Which doesn’t stop anybody from predicting who’s gonna do what when.

But, just this once, I will make an exception to my no-citation rule, in this case concerning the “18 months to live” statement in my previous blog. In addition to what I learned in “Bulbar Onset 101” in my Google School of Medicine studies, I do have another authoritative source, although this particular source is probably hooey, too. In fact, it may be the hooiest of them all. Neurologist No. 3 (out of seven so far), told me a few months ago that I couldn’t possibly have ALS, because if I did, “You’d be six feet under by now. Heh-Heh.”

That is a direct quote, including the Heh-Heh. He chuckled complacently when he announced that, apparently expecting me to appreciate his wit as much as he did. Leading me to conclude that some neurologists are just sadists who couldn’t get into dental school.

(I tried to work “sleazy trial lawyers” and “crooked accountants” into the last sentence, too, to see how many professions I could insult in one breath, but couldn’t manage it.) (Not that I’m counting sadism as a profession. I think of it as more of a hobby, albeit one that is favored by some professionals more than others.)

Now, Neurologists 5, 6, and 7 have agreed that it is ALS. (I’ll leave out Neurologist No. 4, the nicest doctor I’ve ever met, who thought it might or might not not be ALS, he wasn’t sure . . . he thought maybe something else was going on . . . and admitted right out loud that he wasn’t sure! He goes straight into the Neurological Honesty Hall of Fame.)

Here’s how it works (or in the case of ALS, doesn’t work). Motor neurons in the brain that control muscular movements slowly die. The muscles they control grow weak and eventually atrophy. Most cases of ALS (75% ... you can look it up) start with the limbs.
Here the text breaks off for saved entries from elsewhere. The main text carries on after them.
PR #1193, opened 2026-06-20
Improve diskann-disk test coverage

arrayka:
Adds 18 targeted unit tests to the `diskann-disk` crate covering previously
untested error paths, control flow branches, and pure functions.

| **Files with missing lines**<br> | **Coverage Δ**<br> |
| --- | --- |
| .../checkpoint/checkpoint_record_manager_with_file.rs<br> | 96.20% <100.00%> (+1.81%)<br> |
| diskann-disk/src/search/pq/pq_scratch.rs<br> | 100.00% <100.00%> (+10.00%)<br> |
| ...kann-disk/src/search/provider/disk_sector_graph.rs<br> | 97.70% <100.00%> (+0.75%)<br> |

Your hands (or arms, or legs) grow weak, and you gradually lose the ability to use them.

After a while, usually a few years, the process spreads to what is called the “bulbar” region . . . the area of the brain that controls speech, swallowing, and breathing . . . and this is when things really go south. You can’t swallow liquids, you choke a lot, and sometimes when you do swallow, stuff gets into your lungs instead of your stomach, which is Not a Good Thing. You start slurring words, and eventually your speech become unintelligible. (This is where I’m at, and for those who know me, please no comments about how I was never too intelligible to begin with, so what am I complaining about.) Eventually, you lose your voice all together, then maybe you get pneumonia from the gunk in your lungs. Finally, the muscles that control your lungs stop working and you die.

So, the key to living with ALS is to keep breathing. (Actually, that’s pretty much the key to everything in life, isn’t it, when you get right down to it?)

This is why us those of us whose symptoms start in the bulbar region are expected to check out faster than those whose symptoms start in the limbs. We’re already half-way home. However, if you survive long enough with either type, it spreads all over your body, so it makes no nevermind.

Naturally, being medical, it’s a lot more complicated than I have indicated. There are upper motor neurons and lower motor neurons, and telling them apart is a lot like telling Sunni from Shia, which I can do if you give me a few minutes, but I always have to think it through.

The upper motor neurons control muscle atrophy, I know that, and the lower control other things, which I can’t remember offhand, but it doesn’t work the way you’d think it would work. (You’d think upper motor neurons would control the upper part of the body, wouldn’t you? Duh. But, noooooo. That’s much too logical for life on planet Earth.)

There are scads of diseases that mimic ALS, and some of them are treatable, so it’s important to figure out what you’ve got, in case they can do something about it, besides pat you on the head and say, “There, there.” I’m on my fourth diagnosis in 2½ years: first stroke, then Progressive Supranuculear Palsy (don’t ask) (actually, it has something to do with Mad Cow, and I’d like to once again remind you that I’ll make all the smart-ass remarks that are necessary, thank you veddy much), then Myasthenia Gravis, and now ALS.

Diseases that mimic ALS, in addition to the above, are Progressive Bulbar Palsy, Progressive Pseudobulbar Palsy, and on and on and on ... it’s all just one big mess up there in your brain.

Even neurologists can’t tell them apart sometimes. Sometimes, they just wait and see what you die of, then pretend they knew all along.

So, now you know. Run along and play.